Au cinquantième Festival de Saint-Denis, cette représentation imprégnée de la vision de Jean Bellorini (mise en espace et lumière) fait sensation de matière désenchantée. Ainsi au premier acte, l'union entre Orphée et Eurydice, en habits blancs, entourés des invités de la noce comme lors d'un mariage contemporain, paraît presque mièvre. Mais au revers de la médaille, à travers un merveilleux passage éclairé à la lueur vacillant des bougies (Acte III), on parviendra au bal final dans un environnement tout opposé, aux vêtements noirs et au caractère nettement âpre.

En quête du sacré qu’en musique Monteverdi exprima en puisant à des sources d'inspiration ouvertement religieuses ou en cheminant sur les cimes littéraires (Le Tasse, Pétrarque et autres immenses poètes italiens), il convient de suivre Eurydice en l'instant magnifique où elle chante sa perte (Acte IV), transportée dans les airs mais comme prisonnière derrière un rideau de flammes. L'excellent soprano de Francesca Aspromonte a gagné en rondeur et, mis à part quelques minauderies dans le rôle de la Musique (Prologue), la jeune cantatrice rayonne tout bonnement. Une Perséide à ne pas manquer dans les cieux de France aux tout prochains festivals.

Moins onirique peut-être, l'Espérance d'Anna Reinhold n'en est pas moins habitée et mélodieuse. Le mezzo-soprano français trouve ensuite en Proserpine un personnage moins favorable car plus emmuré, régnant dans les enfers du IV. La messagère incarnée par le mezzo Giuseppina Bridelli séduit beaucoup, harmonieuse, juste et affligée, tout comme le soprano Amélie Renglet, à l’émission remarquable en tant que nymphe.

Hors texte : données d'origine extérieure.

PR #16758, opened 2022-11-21
soplex: requires c++14

catap:
#### Description

Fix a build https://build.macports.org/builders/ports-10.10_x86_64-builder/builds/201871

###### Type(s)

- [x] bugfix
- [ ] enhancement
- [ ] security fix

###### Tested on

macOS x.y

###### Verification 
Have you

### DIFF
--- a/math/soplex/Portfile
+++ b/math/soplex/Portfile
@@ -24,6 +24,8 @@ checksums           rmd160  30745ef666d7493864fb8e54815c829b9e8bcb4d \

Aux hommes reviennent les rôles principaux les plus sombres, telle une mâchoire inférieure broyant le noir du récit. Ainsi une belle molaire en serait la basse Salvo Vitale (Charon), guttural et captivant à la lisière du comique, et une intéressante canine le ténor Valerio Contaldo (Orphée), au chant plus sage et à l'aise dans l'outre-tombe. Mais dans la sarabande orphique, le plus grand ravissement provient du Chœur de chambre de Namur. Qu'il se montre romantique en ses lamentations ou vigoureux dans les ballets... divin !

Au terme du dernier acte, la décharge d'énergie finale quand, le chef sautillant, l'orchestre s'est lancé à toute vitesse dans la mauresque, est extrêmement bienvenue. Acclamée par le public et enjouée par les chanteurs, c'est en fait une chance de bousculer l'ordre très grave de cet Orfeo et qu'enfin les hommes rejouent le mythe.